§ What you have to do
Which lines of the data hold the word "return"? Copy all of them.

Records supplied Start Marker

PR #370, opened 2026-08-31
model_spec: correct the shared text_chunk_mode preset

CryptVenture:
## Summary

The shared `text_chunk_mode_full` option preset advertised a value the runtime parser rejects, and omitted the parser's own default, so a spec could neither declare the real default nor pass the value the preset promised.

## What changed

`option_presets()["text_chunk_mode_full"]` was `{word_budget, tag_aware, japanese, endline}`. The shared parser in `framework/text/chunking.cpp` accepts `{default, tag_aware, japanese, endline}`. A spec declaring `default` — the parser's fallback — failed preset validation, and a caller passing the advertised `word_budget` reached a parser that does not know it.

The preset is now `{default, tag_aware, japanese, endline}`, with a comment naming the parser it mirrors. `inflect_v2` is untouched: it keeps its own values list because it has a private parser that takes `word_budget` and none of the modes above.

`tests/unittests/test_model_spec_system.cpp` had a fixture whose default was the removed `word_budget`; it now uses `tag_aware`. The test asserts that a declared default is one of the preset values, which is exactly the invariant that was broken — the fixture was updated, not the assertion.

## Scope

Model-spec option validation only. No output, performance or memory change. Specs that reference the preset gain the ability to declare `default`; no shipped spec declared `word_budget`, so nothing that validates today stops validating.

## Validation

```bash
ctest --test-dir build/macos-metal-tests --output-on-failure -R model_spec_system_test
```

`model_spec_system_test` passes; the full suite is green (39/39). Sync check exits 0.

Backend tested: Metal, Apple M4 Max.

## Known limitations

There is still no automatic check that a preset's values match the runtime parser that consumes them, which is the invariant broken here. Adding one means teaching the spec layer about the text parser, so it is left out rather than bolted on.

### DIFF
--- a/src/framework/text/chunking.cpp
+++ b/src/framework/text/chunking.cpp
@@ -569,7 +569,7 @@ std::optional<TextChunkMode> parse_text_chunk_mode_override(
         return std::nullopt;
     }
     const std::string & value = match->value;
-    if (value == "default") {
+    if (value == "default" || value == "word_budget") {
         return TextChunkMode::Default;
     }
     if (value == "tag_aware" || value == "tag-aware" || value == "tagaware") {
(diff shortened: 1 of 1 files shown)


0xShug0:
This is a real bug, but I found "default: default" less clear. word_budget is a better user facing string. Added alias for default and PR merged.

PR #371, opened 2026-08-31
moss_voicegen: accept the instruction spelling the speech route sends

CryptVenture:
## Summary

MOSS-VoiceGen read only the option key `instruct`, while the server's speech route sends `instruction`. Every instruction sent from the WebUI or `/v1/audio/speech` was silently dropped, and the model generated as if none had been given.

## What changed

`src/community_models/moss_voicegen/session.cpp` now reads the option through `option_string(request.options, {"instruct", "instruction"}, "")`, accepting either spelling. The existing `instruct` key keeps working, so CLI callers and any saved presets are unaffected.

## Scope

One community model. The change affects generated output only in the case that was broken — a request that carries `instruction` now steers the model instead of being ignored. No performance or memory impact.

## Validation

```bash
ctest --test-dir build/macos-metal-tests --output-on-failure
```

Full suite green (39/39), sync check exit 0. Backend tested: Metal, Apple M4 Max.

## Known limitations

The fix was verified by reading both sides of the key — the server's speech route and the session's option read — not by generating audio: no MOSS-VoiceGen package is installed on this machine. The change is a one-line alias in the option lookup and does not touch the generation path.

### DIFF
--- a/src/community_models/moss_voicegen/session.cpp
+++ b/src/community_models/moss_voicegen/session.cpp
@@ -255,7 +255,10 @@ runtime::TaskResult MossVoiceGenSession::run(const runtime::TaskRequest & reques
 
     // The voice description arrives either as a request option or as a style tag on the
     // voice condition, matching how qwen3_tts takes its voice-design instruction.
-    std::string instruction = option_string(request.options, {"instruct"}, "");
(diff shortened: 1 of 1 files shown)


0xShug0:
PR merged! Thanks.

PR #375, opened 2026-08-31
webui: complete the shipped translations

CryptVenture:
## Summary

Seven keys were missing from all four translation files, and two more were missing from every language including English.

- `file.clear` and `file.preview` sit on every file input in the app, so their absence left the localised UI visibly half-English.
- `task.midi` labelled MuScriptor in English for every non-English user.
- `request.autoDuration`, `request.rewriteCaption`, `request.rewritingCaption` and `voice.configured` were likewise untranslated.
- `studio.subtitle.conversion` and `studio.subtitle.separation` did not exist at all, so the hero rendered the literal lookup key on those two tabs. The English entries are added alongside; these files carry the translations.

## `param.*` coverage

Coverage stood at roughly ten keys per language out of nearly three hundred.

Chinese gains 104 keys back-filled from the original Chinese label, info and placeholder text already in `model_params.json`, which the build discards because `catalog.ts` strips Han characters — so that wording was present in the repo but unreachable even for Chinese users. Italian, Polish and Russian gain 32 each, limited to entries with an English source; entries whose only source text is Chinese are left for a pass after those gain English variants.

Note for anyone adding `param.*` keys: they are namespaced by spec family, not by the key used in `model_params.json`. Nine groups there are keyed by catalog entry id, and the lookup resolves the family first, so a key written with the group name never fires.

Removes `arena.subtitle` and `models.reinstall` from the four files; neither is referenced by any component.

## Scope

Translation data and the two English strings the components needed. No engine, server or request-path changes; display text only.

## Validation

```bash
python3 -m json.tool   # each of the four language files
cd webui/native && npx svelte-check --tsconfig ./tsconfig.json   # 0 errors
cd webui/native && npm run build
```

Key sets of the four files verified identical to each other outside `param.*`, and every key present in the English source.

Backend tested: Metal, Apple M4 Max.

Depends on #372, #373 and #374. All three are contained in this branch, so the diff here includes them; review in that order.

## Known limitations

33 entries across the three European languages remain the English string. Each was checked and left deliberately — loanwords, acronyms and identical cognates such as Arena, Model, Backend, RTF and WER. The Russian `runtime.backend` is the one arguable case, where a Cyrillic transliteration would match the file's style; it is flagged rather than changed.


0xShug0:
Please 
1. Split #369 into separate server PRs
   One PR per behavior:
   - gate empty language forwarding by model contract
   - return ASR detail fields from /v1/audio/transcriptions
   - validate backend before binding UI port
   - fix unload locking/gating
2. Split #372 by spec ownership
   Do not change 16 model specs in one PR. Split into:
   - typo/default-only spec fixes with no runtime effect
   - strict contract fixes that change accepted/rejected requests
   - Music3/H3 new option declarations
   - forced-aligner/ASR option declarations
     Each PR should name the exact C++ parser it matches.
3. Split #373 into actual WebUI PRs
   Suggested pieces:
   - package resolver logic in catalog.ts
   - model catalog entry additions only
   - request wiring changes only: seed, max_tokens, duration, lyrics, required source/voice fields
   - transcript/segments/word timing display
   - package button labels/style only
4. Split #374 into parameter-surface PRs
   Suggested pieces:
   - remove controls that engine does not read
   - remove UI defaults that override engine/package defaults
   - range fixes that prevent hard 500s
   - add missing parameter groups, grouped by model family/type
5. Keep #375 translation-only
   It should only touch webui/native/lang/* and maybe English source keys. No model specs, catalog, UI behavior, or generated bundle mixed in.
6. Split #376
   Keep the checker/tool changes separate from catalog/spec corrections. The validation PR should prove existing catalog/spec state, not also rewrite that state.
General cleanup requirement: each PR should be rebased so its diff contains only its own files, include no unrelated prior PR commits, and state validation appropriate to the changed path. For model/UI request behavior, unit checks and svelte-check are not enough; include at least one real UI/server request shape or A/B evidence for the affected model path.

Records supplied End Marker
Records supplied Start Marker

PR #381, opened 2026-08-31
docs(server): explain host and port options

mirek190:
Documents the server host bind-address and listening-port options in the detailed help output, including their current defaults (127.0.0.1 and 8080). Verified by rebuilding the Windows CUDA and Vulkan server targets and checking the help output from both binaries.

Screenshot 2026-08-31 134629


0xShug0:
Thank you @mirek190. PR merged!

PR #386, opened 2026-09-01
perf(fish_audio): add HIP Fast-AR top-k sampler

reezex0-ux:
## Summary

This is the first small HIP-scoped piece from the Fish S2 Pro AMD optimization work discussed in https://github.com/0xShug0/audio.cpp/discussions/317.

Records supplied End Marker

§ Worked solution
         return std::nullopt;
         return TextChunkMode::Default;
   - return ASR detail fields from /v1/audio/transcriptions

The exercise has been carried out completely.